FRATERNIDADE MATERNA

Desde que me tornei mãe tenho percebido algo de peculiar entre as mães. É claro que aqui no texto irei generalizar para abordar o assunto, mas tenho consciência de que não é 100% regra.

Quando engravidei e tornei a notícia pública, comecei a receber uma enxurrada de conselhos e perguntas: quantos quilos já engordou? Faz exercício? Está com a pressão alta? Se alimenta bem? Qual será o parto? O pior é que essas e outras perguntas vinham de pessoas que muitas vezes eu não tinha quase nenhuma intimidade. Depois que o Antonio nasceu as perguntas e conselhos continuaram, sobre a educação dele, amamentação, peso, desenvolvimento.

O que me chamou atenção nesses dois momentos tão significativos da maternidade ( a gestação e os primeiros meses) é que dificilmente as mães conversavam para se ajudarem ou simplesmente ouvirem uma a outra. Fico com a sensação que existe uma competição implícita entre as mulheres, em especial entre as mães. “Meu filho não come açúcar, o meu nasceu de parto natural sem anestesia, o meu andou com 6 meses, o meu usa fralda de pano. Você não dá vitaminas para ele? Ele vai para a creche com 4 meses? Tadinho…”

Eu tive experiências pessoais um pouco diferentes (ainda bem!), uma amiga que teve bebê um ano antes de mim e minha irmã que teve o segundo filho um mês antes de mim, então eu estava afinada com elas. Trocamos muitas informações, anseios, dúvidas, medos, mas sempre respeitando uma a outra. Principalmente com minha irmã, que tivemos escolhas tão diferentes desde o começo da gestação e até hoje é assim.
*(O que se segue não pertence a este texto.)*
PR #1735, opened 2024-05-14
feat: add Dockerfile and README

captainsafia:
- Add Dockerfile for running .NET sample locally
- Add .gitignore to sample for .NET-related files
- Add README with build and run instructions


examples/DotNet/Program.cs
```diff
@@ -1,9 +1,3 @@
-using Microsoft.AspNetCore.Authentication;
```
captainsafia, line 1: Some of these using were not require for the specific sample (Microsoft.AspNetCore.Authentication was not needed since no authentication was confirmed).

For others, like `Microsoft.AspNetCore.Builder` we're taking advantage of ASP.NET Core's implicit usings feature to trim down the number of imports we're using.

marclave (approved):
@captainsafia WOW, thanks so much for adding the docker image + adding docs ✨ ✨ ✨ ✨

Ao invés de competirmos quantos brinquedos têm nossos filhos, emprestamos uma para outra, ao invés de julgarmos a escolha da outra tentamos entender, ao invés de criticarmos procuramos uma palavra amiga para ajudar a confortar. Trocamos roupas, brinquedos, experiência e principalmente muito afeto.

Participo de alguns grupos de mães no Facebook e no Whatapp e a regra é essa, um pré-julgamento que não leva a nada, não nos fortalece, não ajuda uma a outra, não cria um laço forte em nossas relações. E o mais interessante é que poderia ser ao contrário, pois só sabe o que passamos diariamente com bebê pequeno ou na educação de nossos filhos é outra mãe que já passou ou ainda passa pelas situações parecidas que você.

Olha que interessante: mesmo que você não concorde com a atitude de determinada mãe, ouvir algo diferente do que você acredita te faz pensar, refletir por outro ângulo. Por esse motivo, e pelo fato de tentar respeitar ao máximo a outra pessoa que está do outro lado é que tento não julgar e por mais que meu íntimo faça isso, não torno público, guardo aquilo para mim, pois já disse que não faria muita coisa mas quando chegou minha vez, fiz exatamente igual.

Acredito que muitas vezes “condenamos” o que outra mãe fala ou faz não por maldade, mas por falta de reflexão e por falta de empatia (não nos colocamos no lugar dela por 1 minuto). Será que se meu filho fosse super ativo eu não deixaria ele ver TV por mais tempo? Será que se ele fosse chorão eu não daria chupeta mais vezes? Se eu não conseguisse cozinhar todos os dias não congelaria papinha ou daria papinha pronta?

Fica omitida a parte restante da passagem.